We should get the upper end of Greenland halibut with a 200cm max length bin. What I am concerned about here is whether we get very small fish at any time step:

```{r sslengthsamp2-test}

lfplot <- ggplot(ss_length_census$natlength, aes(upper.bins)) +
  geom_bar(aes(weight = atoutput)) +
  theme_tufte() +
  labs(subtitle = paste(scenario.name, ss_length_census$natlength$species))

lfplot + facet_wrap_paginate(~time, ncol=4, nrow = 4, page = 1, scales="free_y")
lfplot + facet_wrap_paginate(~time, ncol=4, nrow = 4, page = 2, scales="free_y")
lfplot + facet_wrap_paginate(~time, ncol=4, nrow = 4, page = 3, scales="free_y")
lfplot + facet_wrap_paginate(~time, ncol=4, nrow = 4, page = 4, scales="free_y")
lfplot + facet_wrap_paginate(~time, ncol=4, nrow = 4, page = 5, scales="free_y")
lfplot + facet_wrap_paginate(~time, ncol=4, nrow = 4, page = 6, scales="free_y")
lfplot + facet_wrap_paginate(~time, ncol=4, nrow = 4, page = 7, scales="free_y")

```

Are there fish <50 cm long at any output timestep? If not, does this make sense? There appear to be a few, such as timestep 4. Hard to see at this level.

Aggregate length comp over all of these time steps (first 22+ years):

```{r agglengthcomp}

lfplot

```

This suggests that the smallest Greenland turbot in the ecosystem are ~25 cm over all of the timesteps we checked. Does this make sense?

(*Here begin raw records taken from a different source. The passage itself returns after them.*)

PR #70, opened 2019-12-10
KK-153 | Use correct relationship format for submit add child mutations

badrange:
This works for me both when registering and adding children. 

Another way to fix this is to open `src/domain/registration/form/partial/ChildFormField.tsx` and change line 92 from 
```name={`children[${childIndex}].relationship.type`}```
to
```name={`children[${childIndex}].relationship`}```

That is a smaller PR but I prefer this one that deletes lines instead.

### DIFF
--- a/src/domain/child/ChildUtils.ts
+++ b/src/domain/child/ChildUtils.ts
@@ -46,8 +46,5 @@ export const getTranslatedRelationshipOptions = (
  * TODO: Fix reducer default data to match backend typing
  */
 export const getSupportedChildData = (child: Child) => {
-  const omited = omit(child, 'homeCity');
-  return Object.assign(omited, {
-    relationship: { type: child.relationship },
-  });
+  return omit(child, 'homeCity');
 };
--- a/src/domain/child/modal/ChildFormModal.tsx
+++ b/src/domain/child/modal/ChildFormModal.tsx
@@ -156,7 +156,7 @@ const ChildFormModal: React.FunctionComponent<ChildFormModalProps> = ({
                 </div>
 
                 <EnhancedInputField
-                  name="relationship"
+                  name="relationship.type"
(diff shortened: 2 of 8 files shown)

### CODE REVIEW

File: src/domain/child/ChildUtils.ts [hunk 1]
```diff
@@ -46,8 +46,5 @@ export const getTranslatedRelationshipOptions = (
  * TODO: Fix reducer default data to match backend typing
  */
 export const getSupportedChildData = (child: Child) => {
-  const omited = omit(child, 'homeCity');
```
badrange: This is a speling error by the way, should be "omitted"

midori0507: could be yea pls fix

src/domain/child/modal/ChildFormModal.tsx
```diff
@@ -156,7 +156,7 @@ const ChildFormModal: React.FunctionComponent<ChildFormModalProps> = ({
                 </div>
 
                 <EnhancedInputField
-                  name="relationship"
+                  name="relationship.type"
```
midori0507: for the MVP we should keep it as string, if you make this change you gotta change the struc of the reducer data also

midori0507: also typing

src/domain/child/ChildUtils.ts
badrange: I can't correct a spell of ing error in a line of code that gets deleted :-)

src/domain/child/modal/ChildFormModal.tsx
badrange: Which reducer? 
Now I don't understand what you mean - without this change the backend gives us an error when we try to submit data.

PR #71, opened 2019-12-11
KK-135 | KK-137 | Layout for hero and instructions

midori0507:
- Fix language switch and styling along


midori0507:
> I guess the button in the first section isn't supposed to work yet?

Yeah its a placeholder!

PR #72, opened 2019-12-11
Users should not see registration form any more after submitting it

badrange:
Bonus: Remove unused selector from RegistrationForm page.

### DIFF
--- a/src/domain/registration/form/RegistrationForm.tsx
+++ b/src/domain/registration/form/RegistrationForm.tsx
@@ -16,7 +16,6 @@ import submitChildrenAndGuardianMutation from '../mutations/submitChildrenAndGua
 import { resetFormValues, setFormValues } from '../state/RegistrationActions';
 import { RegistrationFormValues } from '../types/RegistrationTypes';
 import { StoreState } from '../../app/types/AppTypes';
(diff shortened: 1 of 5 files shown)


src/domain/registration/form/RegistrationForm.tsx
```diff
@@ -51,6 +53,10 @@ const RegistrationForm: FunctionComponent<Props> = ({
   const history = useHistory();
   const [isOpen, setIsOpen] = useState(false);
 
+  // User can only see form until it has been submitted once. Prevent them
+  // from seeing it again by with use of back button or url hacking.
+  if (userHasProfile) history.push('/');
```
midori0507: Use a return <Redirect /> here instead

src/domain/registration/welcome/Welcome.tsx
```diff
@@ -1,17 +1,45 @@
...
   const history = useHistory();
+
+  const dispatch = useDispatch();
+  let profile;
+
+  if (loading) return <LoadingSpinner isLoading={true} />;
+  if (error || !data || !data.myProfile) {
+    Sentry.captureException(error);
+    return (
+      <div>
```
midori0507: trim this div

PR #124, opened 2020-01-27
Improve performance of front end

badrange:
image

* Change kids image from 2MB png to 364K jpg
* Set a long expire time for files
* Do not load Noto Serif font from google fonts - it is not in use


.prod/nginx.conf
```diff
@@ -11,6 +11,7 @@ server {
     }
 
     location / {
+        expires max;
```
midori0507: Are you sure sure? I dont have knowledge in nginx much but if you know what you are doing then its fine 🤔

badrange: webpack gives each file in the bundle a unique name, so this should be safe

PR #127, opened 2020-01-28
KK-214 | Add more og tags and twitter card

badrange:


public/index.html
```diff
@@ -1,14 +1,21 @@
 <!DOCTYPE html>
-<html lang="fi">
+<html prefix="og: http://ogp.me/ns#" lang="fi">
```
midori0507: Where is that link heading to? Can we host that xml file ourselve?

badrange: This is taken from the Open Graph protocol site: https://ogp.me/

PR #130, opened 2020-01-29
KK-162 | Extra style reviews

midori0507:


src/domain/app/layout/pageWrapper.module.scss
```diff
@@ -1,3 +1,7 @@
 .pageWrapper {
   display: grid;
 }
+
+.defaultContainer {
+  padding-bottom: 5rem;
```
midori0507: This put extra 3rem padding to bottom of container to separate 2rem of footer Koros, this can be reduce to 3rem when HDS Koros is in used

PR #140, opened 2020-01-31
Use verb form of "Log in"

hugovk:
"Login" is a noun, use "Log in" as a verb instead.

image

See:

* https://www.facebook.com

image

* https://grammarist.com/spelling/log-in-login/
* http://notaverb.com/login

PR #143, opened 2020-01-31
Simplify text

hugovk:
I think this reads a little better.

The original sounds a bit more like a direct Finnish translation.

Shorter is usually better online, people scan rather than reading text.

### DIFF
--- a/src/common/translation/i18n/en.json
+++ b/src/common/translation/i18n/en.json
@@ -12,10 +12,10 @@
       "message": "An error occurred. Please try logging in again. "
     },
     "login": {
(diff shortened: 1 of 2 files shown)


badrange:
Thank you for this suggestion and the ones from #140 and #144. We have now updated the spreadsheet that hosts the translations with your improvements. 

If you merge or rebase develop into this branch and run `yarn update-translations` you'll get a new en.json file that you can add to this pull request.

hugovk:
Done!

badrange:
Brilliant!

PR #151, opened 2020-02-03
KK-222 | Display user session timeout prompt when token expired.

midori0507:
- Remove apollo-boost. Split default apollo-boost into multiple link for better control and add apollo-link-error as global error interceptor. 
- Improve auth flow, logout user when error
- Prevent over-fetch apiToken from backend when route changed


src/domain/auth/state/AuthenticationReducers.ts
```diff
@@ -1,9 +1,17 @@
...
 import { combineReducers } from 'redux';
+import storage from 'redux-persist/lib/storage';
+import { persistReducer } from 'redux-persist';
 
 import backendAuthenticationReducer from './BackendAuthenticationReducer';
 
+const backendPersistConfig = {
+  key: 'backendPersistor',
+  storage,
+  whitelist: ['apiToken'],
```
midori0507: persist the apiToken, prevent overfetching when navigating around app.
When token expired -> apollo error gonna catch the error -> display prompt -> log user out.

src/domain/app/state/ui/UIReducers.ts
```diff
@@ -0,0 +1,19 @@
+import { createReducer } from '@reduxjs/toolkit';
```
midori0507: global prompt display. Its kinda long but its better than hook h@ck

src/domain/app/state/AppStore.ts
```diff
@@ -20,6 +22,8 @@ const store: Store = configureStore({
   reducer: persistedReducer,
 });
 
+loadUser(store, userManager);
```
midori0507: loadUser in place where it should stay

src/domain/app/sessionPrompt/SessionPrompt.tsx
```diff
@@ -0,0 +1,50 @@
...
+
+const SessionPrompt: React.FunctionComponent<{ isOpen: boolean }> = ({
+  isOpen = false,
+}) => {
+  const dispatch = useDispatch();
+
+  const flushAuthenticationData = () => {
+    dispatch(closeExpiredSessionPrompt());
+
+    dispatch(resetBackendAuthentication());
```
midori0507: Flush token

src/domain/app/App.tsx
```diff
@@ -12,102 +9,71 @@ import NotEligible from '../registration/notEligible/NotEligible';
...
-            </PrivateRoute>
-          )}
-          <PrivateRoute exact path={`/${locale}/registration/success`}>
-            <Welcome />
-          </PrivateRoute>
+  useEffect(() => {
+    if (!apiToken && user?.access_token) {
+      dispatch(authenticateWithBackend(user.access_token));
+    }
+  }, [apiToken, dispatch, user]);
```
midori0507: This is better than componentDidMount, which only do token exchange when there are no token. 
In future when silent-renew work, we can remove the `!apiToken`, it will auto get new token when user data change.

(useEffect subscribe for apiToken / user changes)

badrange: What if you add a comment about that future option?

midori0507: Sure things

src/common/translation/i18n/en.json
```diff
@@ -22,6 +22,13 @@
     },
     "redirect": {
       "text": "Redirecting..."
+    },
+    "session": {
+      "expired": {
+        "message": "Your session have expired. <br>In order to continue with application <br> you will be redirect to homepage and start again. <br>All your current progress will be saved.",
```
badrange: I think a simpler error message would be nice. Maybe just: "Your session has expired. Go to the front page."

This might also show up when people are finished registering and are signing up for events etc, so "Continue registration" is pretty confusing?

midori0507: Can you edit the sheet?

src/domain/api/client.ts
```diff
@@ -1,25 +1,46 @@
...
+
+const errorLink = onError(({ graphQLErrors, networkError }) => {
+  if (graphQLErrors) {
+    toast('authentication.loadUserError.message');
+  }
+
+  if (networkError) toast(i18n.t('authentication.network.error'));
+
+  store.dispatch(showExpiredSessionPrompt());
+  // Now show session timeout for all kind of error.
```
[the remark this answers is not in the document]
midori0507: might toast a generic message only i think, we can improve the handler when we have the statusCode from backend.

src/domain/app/sessionPrompt/SessionPrompt.tsx
```diff
@@ -8,17 +8,30 @@ import { closeExpiredSessionPrompt } from '../state/ui/UIActions';
...
   const dispatch = useDispatch();
 
   const flushAuthenticationData = () => {
+    // Close prompt
     dispatch(closeExpiredSessionPrompt());
 
+    // Clear api token
     dispatch(resetBackendAuthentication());
 
+    // Clear profile (fetched from API)
```
badrange: Now we have two places where these logout operations are done, with a small difference. Wonder if it would be better to create a function for this with some parameter? 

A future dev might be confused or annoyed if they for some reason need to add one more reducer (or something) during logout, and then end up adding it two places..

src/domain/auth/state/AuthenticationUtils.ts
```diff
@@ -0,0 +1,29 @@
...
+import { clearProfile } from '../../profile/state/ProfileActions';
+import { resetBackendAuthentication } from './BackendAuthenticationActions';
+import client from '../../api/client';
+import { resetUIState } from '../../app/state/ui/UIActions';
+
+type FlushStateOptions = {
+  keepUserFormData?: boolean;
+};
+
+export const flushAllState = (options: FlushStateOptions) => {
```
badrange: Would be great with a comment here about logging out so that people can find it if they search for logout or logOut or log out in our codebase

midori0507: No i dont include log out in this function, so no need to explain here

PR #152, opened 2020-02-04
add silent renew outside React router

midori0507:


midori0507:
Oh boi this doesnt work, might need better routing

PR #154, opened 2020-02-05
KK-215 | Add usage analytics

badrange:


src/common/components/dropdown/Dropdown.tsx
```diff
@@ -42,13 +43,16 @@ const Dropdown: React.FunctionComponent<DropdownProps> = ({
 
   const ariaLabel = isOpen
     ? t('common.menu.closeMenuText')
+    : options.length === 1
```
midori0507: where is this idea come from?

midori0507: The double chaining is really bad for reading just saying

badrange: I know it is bad, I was too lazy to make anything better right now, maybe we have too little oxygen in the office. I will come up with something better tomorrow unless you have a suggestion out of hand. 

The problem is that the aria-label & aria-expanded info is totally wrong on the user/drop down menu on desktop view. It always stays as `Open menu` even if it should be `Log in`.

midori0507: I can commit straight to make it more readable, take some rest.

badrange: Be my guest! 😻

PR #163, opened 2020-02-11
KK-123 | Add edit and delete child mutation

midori0507:


src/common/translation/i18n/en.json
```diff
@@ -45,7 +45,8 @@
           "text": "Add child"
         },
         "delete": {
-          "label": "Remove"
+          "label": "Remove",
+          "text": "Delete child"
```
badrange: This should read Remove child profile like profile┊child┊detail┊delete┊text

src/domain/child/modal/ChildFormModal.tsx
```diff
@@ -198,6 +213,16 @@ const ChildFormModal: React.FunctionComponent<ChildFormModalProps> = ({
                 >
                   {t('child.form.modal.add.label')}
```
badrange: This is a bug from before :) It shouldn't show the add label when you are editing!

midori0507: Fixed

PR #166, opened 2020-02-12
Add max-width for pages with text in them, fix footer links

badrange:


src/assets/styles/variables.scss
```diff
@@ -49,3 +49,6 @@ $containerPaddingBottom: 4rem;
 // Line height
 $baseLineHeight: 1.2;
 $largeLineHeight: 1.6;
+
+// Maxwidth for text paragraphs
+$textParagraphMaxWidth: 50rem;
```
midori0507: https://i.dlpng.com/static/png/5480524_thumb.png
how come you come up with this idea??

src/domain/app/footer/Footer.tsx
```diff
@@ -16,9 +17,15 @@ const Footer: FunctionComponent = () => {
             <p>{t('footer.copyrightText')}</p>
           </div>
           <div className={styles.links}>
-            <a href="/accessibility">{t('accessibilityStatement.title')}</a> •{' '}
-            <a href="/terms">{t('termsOfService.title')}</a> •{' '}
-            <a href={t('descriptionOfTheFile.url')}>
+            <Link to="/accessibility#start">
+              {t('accessibilityStatement.title')}
```
midori0507: The `{  }` is quite bad tho, can we replace it with padding / margin instead?

src/domain/accessibilityStatement/accessibilityStatement.module.scss
```diff
@@ -3,6 +3,7 @@
 
 .accessibilityStatement {
   margin-bottom: $largeMargin;
+  max-width: $textParagraphMaxWidth;
```
midori0507: This look very duct tape

src/assets/styles/variables.scss
badrange: Anniina. It is recommended max-line-length for text.

src/domain/app/footer/Footer.tsx
badrange: It is a space character. We had it before and I'd like to keep it :-)

src/domain/accessibilityStatement/accessibilityStatement.module.scss
badrange: Any idea on how to improve on this? The issue is that the lines should not be too long, it is difficult to read text which has very long lines.

src/domain/app/footer/Footer.tsx
midori0507: alrigthy then

PR #174, opened 2020-02-17
KK-261 | Enable silent renewing of auth tokens

badrange:
This implementation is inspired by https://github.com/City-of-Helsinki/berth-reservations-admin/pull/166/files


midori0507:
@badrange : The idea only make sense if the PR actually revive the silent-renew feature. 
Add more config but silent renew still b0rken is quite unnecessary

PR #175, opened 2020-02-17
Bumping dependencies

midori0507:
Latest CRA, node-sass and apollo
Current security happen from Apollo basically, have yarn as dependency


badrange:
`yarn && yarn start` worked after I `rm -rf node_modules `

PR #180, opened 2020-02-18
Send environment info to sentry, only track analytics from production

badrange:


src/domain/app/BrowserApp.tsx
```diff
@@ -33,6 +33,13 @@ const instance = createInstance({
   siteId: 56,
 });
 
+// Pretend that we require consent to process analytics data without asking for it on
+// non-production environments to avoid having analytics from dev environments in Matomo.
+// https://developer.matomo.org/guides/tracking-javascript-guide#step-1-require-consent
+if (process.env.REACT_APP_ENVIRONMENT !== 'production') {
```
midori0507: why dont we just use NODE_ENV?

badrange: NODE_ENV is ALWAYS production except for when you're running it on port 3000 on your local machine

## Quick test with saved CCA census output

Here we check the CCA model (Atlantis Summit Common Scenario 1) saved length census output for small species at Isaac's suggestion:

```{r loadCCAlengthcomp, echo=TRUE}

source(here("config/CCConfig.R"))

length_censussurvsamp <- readRDS(file.path(d.name, paste0(scenario.name, "length_censussurvsamp.rds")))

```

Sardine:
```{r plotCCAsardine}
ss_length_censussurvsamp <- length_censussurvsamp$natlength %>%
  filter(species == "Pacific_sardine")

lfplot <- ggplot(ss_length_censussurvsamp, aes(upper.bins)) +
  geom_bar(aes(weight = atoutput)) +
  theme_tufte() +
  labs(subtitle = paste(scenario.name, ss_length_censussurvsamp$species))

lfplot
```

Anchovy:
```{r plotCCAanchovy}
ss_length_censussurvsamp <- length_censussurvsamp$natlength %>%
  filter(species == "Anchovy")

lfplot <- ggplot(ss_length_censussurvsamp, aes(upper.bins)) +
  geom_bar(aes(weight = atoutput)) +
  theme_tufte() +
  labs(subtitle = paste(scenario.name, ss_length_censussurvsamp$species))

lfplot
```

Herring:
```{r plotCCAherring}
ss_length_censussurvsamp <- length_censussurvsamp$natlength %>%
  filter(species == "Herring")

lfplot <- ggplot(ss_length_censussurvsamp, aes(upper.bins)) +
  geom_bar(aes(weight = atoutput)) +
  theme_tufte() +
  labs(subtitle = paste(scenario.name,ss_length_censussurvsamp$species))

lfplot
```

How do these three look?

Do we need to change something about the length comp estimation?